I'm interested in sufficient conditions for a notion of sequential convergence to be induced by a topology. More precisely: Let $V$ be a vector space over $\mathbb{C}$ endowed with a notion $\tau$ of sequential convergence. When is there a topology $\mathcal{O}$ on $V$ that makes $V$ a topological vector space such that "sequences suffice" in $(V,\mathcal{O})$, e.g. $(V,\mathcal{O})$ is first countable, and convergence in $(V,\mathcal{O})$ coincides with $\tau$-convergence? Is the topology $\mathcal{O}$ uniquely determined?
By a notion $\tau$ of sequential convergence on a vector space $V$ I mean a "rule" $\tau$ which assigns to certain sequences $(v_n)_{n\in\mathbb{N}}\subset V$ (which one would call convergent sequences) an element $v\in V$ (a limit of $(v_n)_n$). One could write $v_n\stackrel{\tau}{\to}v$ in this case. This process of "assigning a limit" should satisfy at least that any constant sequence $(v,v,v,...)$ is convergent and is assigned the limit $v$. Also, given a convergent sequence $(v_n)_n$ with limit $v$ any subsequence $(v_{n_k})_k$ should have $v$ as a limit.

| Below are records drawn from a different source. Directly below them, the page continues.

PR #1086, opened 2015-05-15
Only import people with a First, Middle or Last Name 

michaelhowden:
(because only horse can have no name!)


nursix:
-1 What's this for? The name rules are enforced by the validator upon import - if you skip faulty rows already in the stylesheet, then you will get no error message and thus they go undetected. I'm relatively strongly against this practise - it is necessary to indicate errors like this, otherwise users will struggle to understand why certain data don't get imported.

PR #1088, opened 2015-05-25
Bug fix 349: handled issue of missing test directory at location of s…

mattmarquard:
…tatic_path

### DIFF
--- a/controllers/admin.py
+++ b/controllers/admin.py
@@ -1092,14 +1092,17 @@ def result():
 
     file_list = UL()
     static_path = os.path.join(request.folder, "static", "test")
-    for filename in os.listdir(static_path):
-        link = A(filename,
-                 _href = URL(c = "static",
-                             f = "test",
-                             args = [filename]
-                             )
-                 )
-        file_list.append(link)
+    try:
+        for filename in os.listdir(static_path):
+            link = A(filename,
+                    _href = URL(c = "static",
+                                f = "test",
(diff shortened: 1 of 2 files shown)


nursix:
Good idea.

However, better would be to disable the menu item if the directory doesn't exist, or at least inform the user that we're not showing anything because there isn't anything to show. As you have it here, it would be just empty, and not obvious for the user why (<=which you can be sure will be reported as a bug).

At least, try something like

    response.warning = T("No test results available")

in the except-branch.

Note that the test suite that produces the test results is deprecated and not working at the moment ;) so this "bug" is only the very tip of the iceberg.

What is really needed is something that actually produces test results - and while we don't have that, I would recommend to comment this menu item and put in a ToDo (in s3menus.py). No point to show a menu item that doesn't ever work.

nursix:
We do have a new smoke test functionality, however - it's just not wired up to show any test results inside the application. And while it isn't, there's no point to have that menu item visible for the users.

mattmarquard:
Thanks for the review @nursix . That response warning is definitely a better way to communicate to the user there are no test results. I'll do what you said regarding removing the menu item and adding a ToDo.

nursix:
Superseded by:
https://github.com/nursix/eden/commit/656045f74ef5ccfacf86cf722a58ea9683c4759b
...hence closing this one.

Thanks Matt :)

PR #1090, opened 2015-06-03
Template Title Required; Crud Strings for Template

biplovbhandari:
The title of the CAP template made as a required field
The Crud Strings for CAP Template was showing CAP Alert Crud Strings, changed that

### DIFF
--- a/controllers/cap.py
+++ b/controllers/cap.py
@@ -271,7 +271,8 @@ def template():
             redirect(URL(c="cap", f="template", args=[_id]))
 
     def prep(r):
-        for f in ["identifier", "msg_type"]:
+        # because template incidents value is not copied to the alert
+        for f in ["identifier", "msg_type", "incidents"]:
             field = atable[f]
             field.writable = False
             field.readable = False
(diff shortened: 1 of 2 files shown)


controllers/cap.py
```diff
@@ -271,14 +271,15 @@ def template():
             redirect(URL(c="cap", f="template", args=[_id]))
 
     def prep(r):
-        for f in ["identifier", "msg_type"]:
+        # because template incidents value is not copied to the alert
```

I would also like this concept of assigning a limit to be compatible with addition in $V$ and multiplication by a scalar.
Maybe one should include further restrictions. In fact I would like to know which further assumptions on this "limiting process" one has to assume in order to ensure that this limiting procedure corresponds to an actual topology on $V$ which makes $V$ a topological vector space in which a sequence converges if and only if it $\tau$-converges.

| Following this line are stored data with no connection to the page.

PR #1091, opened 2015-06-04
cap_area_location inline form and some minor tweaks

biplovbhandari:
rebase the changes into one
- cap_area_location is inline form
- crud strings for template
- incident field disabled in the template form as this is not copied to the alert derived from template
- template title is required

### DIFF
--- a/controllers/cap.py
+++ b/controllers/cap.py
@@ -271,14 +271,14 @@ def template():
             redirect(URL(c="cap", f="template", args=[_id]))
 
     def prep(r):
-        for f in ["identifier", "msg_type"]:
+        for f in ["identifier", "msg_type", "incidents"]:
             field = atable[f]
             field.writable = False
             field.readable = False
             field.requires = None
         for f in ["status", "scope"]:
             atable[f].requires = None
-        atable.template_title.required = True
+        atable.template_title.requires = IS_NOT_EMPTY()
         atable.status.readable = atable.status.writable = False
         itable = db.cap_info
         for f in ["urgency", "certainty",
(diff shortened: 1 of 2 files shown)


modules/s3db/cap.py
```diff
@@ -414,8 +414,21 @@ def model(self):
                         method = "import_feed",
                         action = CAPImportFeed())
 
-        if crud_strings["cap_template"]:
+        if current.request.function == "template":
```
flavour: Why did you move these from the controller to the model?
What is the benefit?
In general, better to push everything unnecessary out of the model since the model is loaded for all CAP requests whereas that controller just for that function...

controllers/cap.py
```diff
@@ -271,14 +271,14 @@ def template():
             redirect(URL(c="cap", f="template", args=[_id]))
 
     def prep(r):
-        for f in ["identifier", "msg_type"]:
+        for f in ["identifier", "msg_type", "incidents"]:
```
flavour: ok, clear :)

modules/s3db/cap.py
```diff
@@ -1276,57 +1248,31 @@ def func(form):
...
-                    return
-
-            atable = db.cap_area
-            area = db(atable.id == area_id).select(atable.alert_id,
-                                                   limitby=(0, 1)).first()
+        info_id = form_vars.get("info_id", None)
+        if not info_id:
+            # Get the full record
+            item = db(table.id == _id).select(table.alert_id,
+                                                table.info_id,
```
flavour: alignment

modules/s3db/cap.py
```diff
@@ -1276,57 +1248,31 @@ def func(form):
...
-                alert_id = info.alert_id
-            except:
-                # Nothing we can do
+            if alert_id:
+                # Nothing to do
                 return
 
+        itable = db.cap_info
+        info = db(itable.id == info_id).select(itable.alert_id,
+                                                limitby=(0, 1)).first()
```
flavour: alignment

Let me give two examples. If we take for instance a topological vector space $(V,\mathcal{O})$ then we have a notion of convergence in $V$ based upon the set $\mathcal{O}$ of open sets of $V$. This notion of convergence clearly satisfies the above assumptions on $\tau$.
If on the other hand we consider $L^\infty([0,1])$ equipped with the notion of pointwise convergence almost everywhere, then there is no topology on $L^\infty([0,1])$ which makes $L^\infty([0,1])$ a TVS in which a sequence converges if and only if it converges pointwise almost everywhere. Still, convergence almost everywhere also satisfies the above assumptions on $\tau$.
So the above assumptions on this concept of convergence are necessary but not sufficient conditions for what I mean by a notion of convergence to correspond to an actual topology. The question is: Which further assumptions do I have to make?
On a less general level I'm particularly interested in the following case: Let $G\subset\mathbb{C}^d$ be a domain, $X$ a (complex) Banach space and let $H^\infty(G;X)$ denote the space of bounded holomorphic functions $f\colon G\to X$. Now consider the following notion $\tau$ of sequential convergence on $H^\infty(G;X)$: We say that a sequence $(f_n)_{n\in\mathbb{N}}\subset H^\infty(G;X)$ $\tau$-converges to $f\in H^\infty(G;X)$ if $\sup_{n\in\mathbb{N}}\sup_{z\in G} \|f_n(z)\|_X$ is finite and $f_n(z)$ converges in $X$ to $f(z)$ for every $z\in G$. Is there a topology $\mathcal{O}$ on $H^\infty(G;X)$ such that "sequences suffice" in $(H^\infty(G;X),\mathcal{O})$ and a sequence $(f_n)_{n\in\mathbb{N}}\subset H^\infty(G;X)$ converges w.r.t. the topology $\mathcal{O}$ if and only if it $\tau$-converges? Is this topology $\mathcal{O}$ unique if existent? What if we drop the "sequences suffice"-restriction? Is $(H^\infty,\mathcal{O})$ locally convex? Metrizable? What if we replace $X$ by a more general space like a LCTVS or a Frechet space?
Thank you in advance for any suggestions, ideas or references.